Combinatorics and more 2018-03-12

Frankl’s conjecture asserts that a for every finite family of of finite sets that is closed under union, there is an element that belongs to at least half the sets in the family. We mentioned the problem in our very first post, and Tim Gowers ran polymath 11 in attempt to solve it (first post, wikipage). See also this post over GLL and this post.

Here, I want to show Ilan Karpas’ proof (that we mentioned in this post) that the conjecture is correct for “large” families, namely, for families of at least $2^{n-1}$ subsets of $[n]$ . Karpas’ proof is taken from his paper Two results on union closed families.

Can Fourier methods solve Frankl’s conjecture? I hope we could have a small discussion about it and related matters, and, in any case, I myself have some comments that I will leave to the comment section.

The theorem

Theorem (Karpas): If $B$ is a union closed family of subsets of $[n]$ , and $|B| \ge 2^{n-1}$ then there exists an element $k \in [n]$ such that $|\{S \in B: k \in S\}| \ge |B|/2$ .

Theorem 2 (Karpas): If $A$ is a family of subsets of $[n]$ , $|A|\le 2^{n-1}$ with the property

(*) If $S\in A$ and $a,b \in S$ , $a\ne b$ then either $S \backslash \{a\}\in A$ or $S \backslash \{b\}\in A$ .

Then there exists an element $k \in [n]$ such that $|\{S \in A: k \in S\}| \le |A|/2$ .

The implication from Theorem 2 to Theorem 1 is very easy. If $B$ is a union-closed family and $A$ is the complement of $B$ , then $B$ satisfies (*). (Otherwise, $S \backslash \{a\}\in B$ and $S \backslash \{b\}\in B$ and their union $S$ must be in $B$ . If $B$ has at least $2^{n-1}$ elements then $A$ has at most $2^{n-1}$ elements. If $|\{S \in A: k \in S\}| \le |A|/2$ , then $|\{S \in B: k \in S\}| \ge |B|/2$ . We note that Condition (*) is weaker than the assertion that $A$ is union closed and indeed Theorem 2 is sharp.

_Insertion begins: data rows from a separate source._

PR #47, opened 2019-08-29
Implement cosmetic filtering

### LINKED ISSUE #38: Implement cosmetic blocking [tracking]
Currently, `adblock-rust` only deals with network filtering. There is no mechanism for parsing cosmetic rules and applying them in an efficient manner to pages as they load.

antonok-edm:
Closes #38.


src/engine.rs
```diff
@@ -126,25 +146,46 @@ impl Engine {
...
-                    e => eprintln!("Encountered unexpected error {:?} when checking for filter existence", e),
-                }
-                
-                self
-            }
+        let filter_parsed = parse_filter(filter, true, true, true);
+        match filter_parsed {
+            Ok(ParsedFilter::Network(filter)) => self.add_network_filter(filter),
+            Ok(ParsedFilter::Cosmetic(filter)) => self.add_cosmetic_filter(filter),
+            _ => {},
```
AndriusA: nit: when doing network filters, there was a wish to have some debug output in case provided input is bad, here cosmetic filter errors get swallowed completely

src/engine.rs
```diff
@@ -164,17 +205,29 @@ impl Engine {
...
     pub fn with_resources<'a>(&'a mut self, resources: &[Resource]) -> &'a mut Engine {
         self.blocker.with_resources(resources);
+        self.cosmetic_cache.use_resources(resources);
         self
     }
 
     pub fn resource_add<'a>(&'a mut self, resource: Resource) -> &'a mut Engine {
-        self.blocker.resource_add(resource);
+        self.blocker.resource_add(&resource);
+        self.cosmetic_cache.add_resource(&resource);
```
AndriusA: are we using the same instance of Engine in the end for network and cosmetic filtering? If not, this will unnecessarily increase memory use and should keep track of which one it is instead

src/filters/cosmetic.rs
```diff
@@ -0,0 +1,1493 @@
...
+            let colon_index = colon_index + index_after_colon;
+            index_after_colon = colon_index + 1;
+            if line[index_after_colon..].starts_with("style") {
+                if line.chars().nth(index_after_colon + 5) == Some('(') && line.chars().nth(line.len() - 1) == Some(')') {
+                    *selector = &line[suffix_start_index..colon_index];
+                    *style = Some(line[index_after_colon + 6..line.len()-1].to_string());
+                } else {
+                    return Err(CosmeticFilterError::InvalidStyleSpecifier);
+                }
+            } else if line[index_after_colon..].starts_with("-abp-")
```
AndriusA: not on the critical path and not checked what compiler maps it to, but could store `line[index_after_colon..]` in a variable and use that instead of repeating

src/filters/cosmetic.rs
```diff
@@ -0,0 +1,1493 @@
...
+            self.not_entities.is_some() ||
+            self.not_hostnames.is_some()
+    }
+
+    /// Check whether this rule applies to content from the hostname and domain corresponding to
+    /// the provided hash lists.
+    ///
+    /// See the `matches_str` test helper function for an example of how to convert hostnames and
+    /// domains into the appropriate hash lists.
+    pub fn matches(&self, request_entities: &[Hash], request_hostnames: &[Hash]) -> bool {
```
AndriusA: method makes sense, but not seeing where it gets used besides tests

src/cosmetic_filter_cache.rs
```diff
@@ -0,0 +1,680 @@
...
+        let mut rules_that_apply = vec![];
+        for hash in request_entities.iter().chain(request_hostnames.iter()) {
+            if let Some(specific_rules) = self.specific_rules.retrieve(hash) {
+                rules_that_apply.extend(specific_rules);
+            }
+        };
+
+        let mut exceptions = HostnameExceptionsBuilder::default();
+
+        rules_that_apply.iter().for_each(|r| {
```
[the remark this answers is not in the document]
antonok-edm: I guess `insert` is not the best name for this function, but it saves rules that are exceptions and ignores any other rules. I'll rename it to `insert_if_exception` and add a doc comment as well.

src/engine.rs
antonok-edm: I reused the main (i.e. not the regional or custom) Engine instance in my `brave-core` PR.

antonok-edm: Are resources ever added to the other Engines?

src/filters/cosmetic.rs
antonok-edm: This was from before I started storing rules keyed by hostname.

It might still be useful for some kind of logging or dashboard? Should I just remove it altogether?

AndriusA: let's remove it, if we want it again we can probably do better

src/engine.rs
AndriusA: ok, if reusing that's fine, will reduce the overhead when combining all filters to one engine instance.

But would that mean cosmetic filters don't apply for regional?

PR #50, opened 2019-09-26
Migrate to web_accessible_resources and scriptlets.js

antonok-edm:
Closes https://github.com/brave/brave-browser/issues/4564

With the deprecation of the `resources.txt` file, this allows `adblock-rust` to pull resources from uBlock Origin's newer `web_accessible_resources` directory and `scriptlets.js` file. Redirectable resources from `web_accessible_resources` and resources for cosmetic injection from `scriptlets.js` can both be represented as `Resource` structs.

Snippet from `src/resources.rs`:
``` rust
/// Struct representing a resource that can be used by an adblocking engine.
///
/// - `name`: Represents the primary name of the resource, often a filename
/// - `aliases`: Represents secondary names that can be used to access the resource
/// - `kind`: How to interpret the resource data within `content`
/// - `content`: The resource data, encoded using standard base64 configuration
pub struct Resource {
    pub name: String,
    pub aliases: Vec<String>,
    pub kind: ResourceType,
    pub content: String,
}

/// Different ways that the data within the `content` field of a `Resource` can be interpreted.
///
/// - `Mime(type)` - interpret the data according to the MIME type represented by `type`
/// - `Template` - interpret the data as a Javascript scriptlet template, with embedded template parameters in the form of `{{1}}`, `{{2}}`, etc.
pub enum ResourceType {
    Mime(MimeType),
    Template,
}

pub enum MimeType {
    ImageGif,
    TextHtml,
    ApplicationJavascript,
    AudioMp3,
    VideoMp4,
    ImagePng,
    TextPlain,
    Unknown,
}
```

The resulting `Resource`s can be loaded into the engine directly, or serialized to JSON for transfer to another instance. The equivalent data structures in JSON are as follows:

``` typescript
// Resource
{
    "name": String,
    "aliases": String[],
    "kind": ResourceType,
    "content": String,
}

// ResourceType
{ "mime": MimeType } | "template"

// MimeType
"image/gif" | "text/html" | "application/javascript" | ... | "application/octet-stream"
```

A new Javascript function `uBlockResources` is exposed through `adblock-rust`'s neon bindings. This function takes 3 string arguments, namely:
- The path to uBlock Origin's `web_accessible_resources` directory
- The path to uBlock Origin's `redirect-engine.js` file
- The path to uBlock Origin's `scriptlets.js` file

and will return a list of corresponding `Resource` JavaScript objects. In combination with a locally checked out version of the uBlock Origin source repo, this function can be used to produce a new set of resources for the adblocking engine.


src/redirect_resources.rs
```diff
@@ -0,0 +1,101 @@
...
+        });
+
+        Self {
+            resources: redirectable_resources,
+            aliases,
+        }
+    }
+
+    pub fn get_resource(&self, name: &str) -> Option<&RedirectResource> {
+        self.resources.get(name).or_else(|| self.aliases.get(name).and_then(|name| self.resources.get(name)))
```
AndriusA: IMO this would be better handled with ref-counted pointers to avoid additional copies and a two-step lookup

antonok-edm: My only reason for avoiding that was that `serde` doesn't really handle `Rc` correctly. The default implementation, which requires a `cfg` flag, ends up just cloning the data every time.

The primary name is generally the shortest one, so the second lookup should be relatively uncommon anyways.

It would be possible to get it working with some added logic (e.g. custom serializer / deserializer). Would you say it's worth the additional complexity?

PR #58, opened 2019-12-02
Update google-analytics_analytics.js from https://github.com/gorhill/uBlock/commit/8a1a8b103f5

ryanbr:
Just sync recent patch from https://github.com/gorhill/uBlock/commit/8a1a8b103f5


AndriusA:
Looks good to me, but may not have the intended effect as the patched file is only used in tests.

The actual resources to be used by the browser are pulled in by the https://github.com/brave/brave-core-crx-packager  

Tagging @antonok-edm for the piece of documentation that explains this bit

PR #61, opened 2019-12-12
Add doc comments for cosmetic filter structs/methods

antonok-edm:
As per https://github.com/brave/brave-core/pull/3303#issuecomment-564898636 I wanted to make sure it's very clear how the cosmetic filtering interface is to be used.

### DIFF
--- a/Cargo.toml
+++ b/Cargo.toml
@@ -37,8 +37,8 @@ base64 = "0.10"
 rmp-serde = "0.13.7"    # rmp-serde 0.14.0 breaks deserialization by changing how enums are deserialized
 hashbrown = { version = "0.6", features = ["serde"] }
 lifeguard = { version = "0.6", optional = true }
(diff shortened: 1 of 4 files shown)


antonok-edm:
Should be as simple as this:

```rust
let resources = engine.hostname_cosmetic_resources("github.com");

let stylesheet = engine.class_id_stylesheet(&["new_class1", "new_class2"], &["new_id1"], resources.exceptions.clone());
```

I'm noticing now that the signature for `Engine::hostname_cosmetic_resources` should just be updated to take `exceptions` by reference instead of by value. Once that's done, you'll even be able to remove the `.clone()` call.

```rust
let resources = engine.hostname_cosmetic_resources("github.com");

let stylesheet = engine.class_id_stylesheet(&["new_class1", "new_class2"], &["new_id1"], &resources.exceptions);
```

PR #63, opened 2020-01-09
Return list of selectors instead of a full stylesheet

antonok-edm:
Changes in `brave-core` to determine the first/third-partyness of affected page elements before applying a particular hide rule require access to the original selectors provided by the adblock engine. Building a stylesheet is now delegated to the caller.


antonok-edm:
Looks like CI failed because of `cargo audit`, I pushed #64 to address that

PR #64, opened 2020-01-10
Update reqwest to address cargo audit

antonok-edm:
The `http` crate recently had the following advisories released, as caught by `cargo audit`:
https://rustsec.org/advisories/RUSTSEC-2019-0033
https://rustsec.org/advisories/RUSTSEC-2019-0034

I've updated `reqwest` to `0.10`, which bumps `http` to a safely patched version.

### DIFF
--- a/benches/bench_redirect_performance.rs
+++ b/benches/bench_redirect_performance.rs
@@ -9,25 +9,48 @@ use adblock::request::Request;
 use adblock::blocker::{Blocker, BlockerOptions};
 use adblock::resources::resource_assembler::{assemble_web_accessible_resources, assemble_scriptlet_resources};
 
+use tokio::runtime::Runtime;
+
 lazy_static! {
     static ref PSL_LIST: psl::List = psl::List::new();
 }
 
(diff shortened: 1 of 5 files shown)


benches/bench_redirect_performance.rs
```diff
@@ -9,25 +9,48 @@ use adblock::request::Request;
...
+        .await
+        .iter()
         .flatten()
+        .cloned()
+        .collect()
+}
+
+/// Gets all rules with redirects, and modifies them to apply to resources at `a{0-n}.com/bad.js`
+fn get_redirect_rules() -> Vec<NetworkFilter> {
+    let mut async_runtime = Runtime::new().expect("Could not start Tokio runtime");
```
AndriusA: not really looked properly into async, is it necessary to depend on tokio as well? nothing in std?

antonok-edm: There needs to be some kind of executor, and the Rust standard library doesn't provide one. It's only a dev dependency here; we could try another one if needed but I haven't seen a big difference between them.

PR #68, opened 2020-02-04
Enable CSS validation for NPM package

antonok-edm:
The CRX packager will be generating serialized cosmetic rulesets; we want CSS validation there so we should enable it for the NPM package.


antonok-edm:
@AndriusA could you get this updated on NPM when you get a chance?

AndriusA:
you're ok with updating on NPM now, right?

antonok-edm:
Yes, should be all set

PR #15991, opened 2023-11-29
Use build scripts from rustc source workspace

eggyal:
The status quo ante (since #14348)  is that, if a workspace has one or more packages with `package.metadata.rust-analyzer.rustc_private = true`, build scripts for those `rustc_private` crates are located either from building the workspace itself (if the workspace is the rustc source root) or else from the toolchain's `target-libdir` (as determined from invoking `rustc --print target-libdir`).

The problem with this approach is that, when working on rustc, there are such workspaces that are not themselves the rustc source root—and the toolchain `target-libdir` in such situations is not the appropriate one for use by the stage0 proc-macro server.  For example, `rustc_codegen_cranelift` is opened as a workspace, it is not the rustc source root, and (owing to its `rust-toolchain` override file) its `target-libdir` is that of a specific nightly compiler; attempting to use the proc-macro dylibs therein gives rise to an ABI mismatch error.

The correct build scripts are instead located from building the opened rustc source root workspace, but finding these when building another workspace's crate graph requires the rustc source root workspace already to have been identified (and built).  This PR therefore ensures that any such workspace is processed first, and that a reference thereto is passed into the crate graph construction functions for each workspace.

Incidentally, while working on debugging this issue, I noticed that such arising `CrateOrigin::Rustc` crates end up as duplicates of the `CrateOrigin::Local` crates from the opened rustc source root workspace—I already have a little deduplication tweak to the `CrateGraph::extend` function which I will open as a separate PR (and this pretty much halves the number of crates indexed by RA when working on rustc).

### DIFF
--- a/crates/load-cargo/src/lib.rs
+++ b/crates/load-cargo/src/lib.rs
@@ -40,7 +40,7 @@ pub fn load_workspace_at(
 ) -> anyhow::Result<(AnalysisHost, vfs::Vfs, Option<ProcMacroServer>)> {
     let root = AbsPathBuf::assert(std::env::current_dir()?.join(root));
     let root = ProjectManifest::discover_single(&root)?;
-    let mut workspace = ProjectWorkspace::load(root, cargo_config, progress)?;
+    let mut workspace = ProjectWorkspace::load(root, cargo_config, progress, false)?;
 
     if load_config.load_out_dirs_from_check {
         let build_scripts = workspace.run_build_scripts(cargo_config, progress)?;
@@ -81,6 +81,7 @@ pub fn load_workspace(
             vfs.file_id(&path)
         },
         extra_env,
+        None,
     );
     let proc_macros = {
         let proc_macro_server = match &proc_macro_server {
--- a/crates/project-model/src/lib.rs
+++ b/crates/project-model/src/lib.rs
@@ -50,7 +50,7 @@ pub use crate::{
     manifest_path::ManifestPath,
     project_json::{ProjectJson, ProjectJsonData},
     sysroot::Sysroot,
-    workspace::{CfgOverrides, PackageRoot, ProjectWorkspace},
+    workspace::{CfgOverrides, PackageRoot, ProjectWorkspace, RustcWorkspace},
 };
 
 #[derive(Debug, Clone, PartialEq, Eq, Hash, Ord, PartialOrd)]
--- a/crates/project-model/src/tests.rs
+++ b/crates/project-model/src/tests.rs
@@ -11,8 +11,8 @@ use rustc_hash::FxHashMap;
 use serde::de::DeserializeOwned;
 
 use crate::{
-    CargoWorkspace, CfgOverrides, ProjectJson, ProjectJsonData, ProjectWorkspace, Sysroot,
-    WorkspaceBuildScripts,
+    CargoWorkspace, CfgOverrides, ProjectJson, ProjectJsonData, ProjectWorkspace, RustcWorkspace,
+    Sysroot, WorkspaceBuildScripts,
 };
 
 fn load_cargo(file: &str) -> (CrateGraph, ProcMacroPaths) {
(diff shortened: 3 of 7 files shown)


Zalathar:
Crate duplication also causes other problems (e.g. #15656), so I’m curious to see whether your upcoming PR has the side-effect of fixing that (for rustc) too.

eggyal:
On the crate deduplication front, I've eliminated a bunch of cases when merging sysroot (`CrateOrigin::Lang`) crates from different workspaces by ignoring the `SysrootPublicDeps` that rust-analyzer synthetically adds to them if they're in a loaded Cargo workspace (which also is the origin of various cyclic dependency errors that one sees).  This change alone has a huge impact because pretty much everything depends upon them and the failure to deduplicate them causes dependency comparisons in downstream deduplications to fail, thus causing cascading failures/duplicates throughout the entire crate graph.

I haven't looked into the issue you've linked to see whether that alone would be sufficient, but the reduction in duplicates is very marked.  However, I've been holding off opening the PR because there remain some further interesting duplicates that I think should also be eliminated... but perhaps it makes more sense to do this in small steps.  I'll probably open a PR tomorrow either way.

Veykril:
I wonder, wouldn't it be enough to just check if the projects workspace root is a child of the rustc one in this case? That is change the equivalence check from #14348 to path child check. The rustc dir itself should be correct for all already since the recommended config has it set to a path (opposed to leaving it to "discover")

Veykril:
And yes, it does not surprise me that there are duplicated crates here. Iirc if you look into the library crates there are a bunch of type mismatches because all the library crates are duplicated and their dependencies are all over the place due to incorrect/missing deduplication there.

eggyal:
> wouldn't it be enough to just check if the projects workspace root is a child of the rustc one in this case?

In practice, probably yes.  But conceptually there's conceptually nothing that *requires* all workspaces that are opened with a rustc project to be children of the rustc source route.

eggyal:
Also, if by "just check" you mean simply to change `if rustc_workspace.workspace_root() == cargo.workspace_root()` to `if cargo.workspace_root().starts_with(rustc_workspace.workspace_root())` or similar then no that *alone* wouldn't work, as  `rustc_workspace` would still be the toolchain's `target-libdir`.

Veykril:
> Also, if by "just check" you mean simply to change `if rustc_workspace.workspace_root() == cargo.workspace_root()` to `if cargo.workspace_root().starts_with(rustc_workspace.workspace_root())` or similar then no that _alone_ wouldn't work, as `rustc_workspace` would still be the toolchain's `target-libdir`.

Huh? Doesn't the recommended vscode settings json in the rustc repo set the rustc-dir explicitly (via `rustc.source` config)? Then that should always point to the repo itself, not the toolchain. Now I'm confused here.

> In practice, probably yes. But conceptually there's nothing that requires all workspaces that are opened with a rustc project to be children of the rustc source route.

And this I am happy to just not support. It's bad enough that we are having to hack things into r-a just to support the rustc repo's workspace as is. That OTOH is an even more exotic setup that I don't see value in trying to make work. I'd rather just pursue `x.py` emitting a `rust-project.json` to fix all of this in the end.

Veykril:
I'll close this, as mentioned I think we (and with that I mean someone other than me) should instead investigate adding a command to x.py / having x.py generate a `rust-project.json` that contains a setup for the relevant profile of the developer. Then we can also finally remove some of the rustc workspace hacks in r-a.

I'm happy to help out with how to do that for anyone interested but I won't be working on that myself.

eggyal:
@Veykril I'm once again running up against this problem, but have some time to try and implement the fix that you were proposing.  However, having looked over the manual section on [Non-Cargo Based Projects](https://rust-analyzer.github.io/manual.html#non-cargo-based-projects) (which describes the `rust-project.json` format), I can't see how any of the existing settings can address this problem.

Were you proposing that the format be modified if need be?  If so, then I'm not entirely sure what we would need to represent in the file that isn't already available to/known by RA elsewhere?

Veykril:
There is a PR open that implements rust-project.json as a bootstrap step here https://github.com/rust-lang/rust/pull/120611. I don't know the current status of the PR though

Issue #15785, opened 2023-10-20
Feature request: Option to show inlay hints for implicit `Drop` calls


tjf801:
I feel like having an option to explicitly show any potentially implicit calls to `Drop()` would be a nice option to have.

For example, in a function like
```rust
fn foo(x: std::sync::Mutex<bool>) {
    let xx = x.lock().unwrap();
    *xx = !*xx;
    // add an inlay hint here showing that xx gets dropped
}
```
it might be nice to be able to hover over something to see the `Drop` implementation for `MutexGuard`, and make it explicit (at least in the editor) where certain values are being dropped. (Which could also be helpful for rust beginners.) This is probably something that should only be done when the type has a non-trivial `Drop` impl, however.

Veykril:
That is something I want for r-a to have as well at some point (don't remember if I made an issue about this). The main problem is that inlay hints can't insert new lines, so it is tricky to figure out a nice way to render this.

Young-Flash:
could it be added at the end of line instead of a new line?

Veykril:
Yes, that would be the simplest option. Note that we are missing the semantic analysis regarding drop scopes for this feature still, so it's not easy to implement right now.

HKalbasi:
MIR has some support for the drop scopes, not sure how easy is to map it back to a span in the original code.

HKalbasi:
#16000 Adds a basic implementation for this. Next steps are:
1. Restrict it to the `MutexGuard` and other types with significant drop impls. Currently, it is too noisy to be usable. We can have a config to list the desired types, have an attribute on those types, or something else.
2. Currently, it emits hint even if the type is moved out. Although it is technically correct (deciding what should be dropped is done at runtime, using the drop flag) it is pretty confusing and limits the usefulness of the hint. A post process on mir to remove drops that are definitely no-op can fix this problem, plus reducing the memory usage.
3. The drop implementation in mir lowering is not very accurate and can be improved.

PR #16000, opened 2023-12-01
Initial support for implicit drop inlay hint

HKalbasi:
cc #15785


lnicola:
image

rben01:
Would it be possible for these to go above the statement they precede instead of to the left? Shifting a line right to make room for the `drop` inlay hint doesn't look so nice. For me, it'd be preferable to have the `drop` visible when hovering over the `return` or the `}`.

Veykril:
Unlikely, this is a limitation by the language server protocol. And VSCode doesnt support ghost text between lines either (only annotations but those dont work that well for this purpose)

PR #16009, opened 2023-12-04
fix: bug in extract_function.rs

werifu:
There is a little bug in extract_function: It appends `use path::to::ControlFlow;` if the function created contains string "ControlFlow".

 A case below (also in the test named `does_not_import_control_flow` which will fail in the original code)

image
image

Now I have changed the condition determining whether adding import statement. Only when the new function body contains ControlFlow::Break or ControlFlow::Continue can the import statement be added.

Last related PR: https://github.com/rust-lang/rust-analyzer/pull/10309


Veykril (approved):

Veykril:
Thanks!
@bors r+

Issue #15033, opened 2023-06-12
Add a setting to rebuild proc-macros/build script on save


Veykril:
Basically an analogue to `checkOnSave` where we rerun proc-macro building/build-script running when proc-macro or build-script sources change and are saved.

Working on proc-macros can be annoying in r-a, given one has to manually trigger a rebuilt or reload, we might still want this setting to be disabled by default just in case. `cargo.buildScripts.rebuildOnSave` or similar would be a good name probably (we might wanna rename buildScripts and such into something that reflects build artifacts to get rid of the annoying proc-macro and build-script setting interdependency)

Background (a little more than needed)

Edge boundary/influence terminology

For a family $A$ of subsets of $[n]$ its edge-boundary is defined by $E(A,\bar A)= \{(S,T) d(S,T)=1, S \in A, T \notin A\}$

The total influence of $A$ is defined by $I(A) = \frac {1}{2^{n-1}}|E(A,\bar A)|$

Up and down edge boundaries:

$E^-(A,\bar A)= \{(S,T) : d(S,T)=1, S \in A, T \notin A, T \subset S \}$

$E^+(A,\bar A)= \{(S,T) : d(S,T)=1, S \in A, T \notin A, S \subset T \}$

$I^+(A) =2^{-(n-1)}|E^+(A,\bar A)|$

$I^-(A) =2^{-(n-1})|E^-(A,\bar A)|$

Directional boundaries and individual influences

We now define:

$I_k^-(A)= 2^{-(n-1)}|\{S \in A, k \in S, S \backslash\{k\} \notin A \}|$ ,

$I_k^+(A)=2^{-(n-1)}|\{S \in A, k \notin S, S \cup \{k\} \notin A \}|$ ,

The influence of $k$ on A is defined by:

$I_k(A)=I_k^+(A)+I_k^-(A)$

Note that the assertion for Frankl’s conjecture is equivalent to: For every union-closed family $B$ there is $k$ such that $I_k^-(B) \ge I_k^+(B)$ . Equivalently for every family $A$ whose complement is union-closed (such families are called “simply rooted”) there is $k$ such that $I_k^+(A) \le I_k^-(A)$ .

Sensitivity/Pivotality

Now, fix a family $A$ of subsets of $[n]$ , for $S \in A$ , $h_k(S) = 1$ , if $S \delta \{k\}\not in A$ and $h_k(S) = 0$ otherwise. $h^+_k(S)=1$ if $k \in S$ and $h_k(S) = 1$ . (In other words, $k \in S$ and $S \backslash \{k\}\notin A$ .) $h^-_k(S)=1$ if $k \notin S$ and $h_k(S) = 1$ . (In other words, $k \notin S$ , and $S \cup \{k\}\notin A$ .) Define also $h(S) = h_1(S)+h_2(S)+\cdots h_n(S),$ $h^+(S) = h^+_1(S)+h^+_2(S)+\cdots + h^+_n(S),$ $h^-(S) = h^-_1(S)+h^-_2(S)+\cdots + h^-_n(S).$

Note that $I_k^+(A)=2^{-(n-1)}\sum_{S \in A} h_k^+(S)$ , and similarly for other types of influences.

Fourier

Let $f:\{0,1\}^n \to \{-1,1\}$ be a Boolean function defined as follows: $f(x)=-1$ if $x$ represents a set in $A$ , and $f(x)=1$ , otherwise.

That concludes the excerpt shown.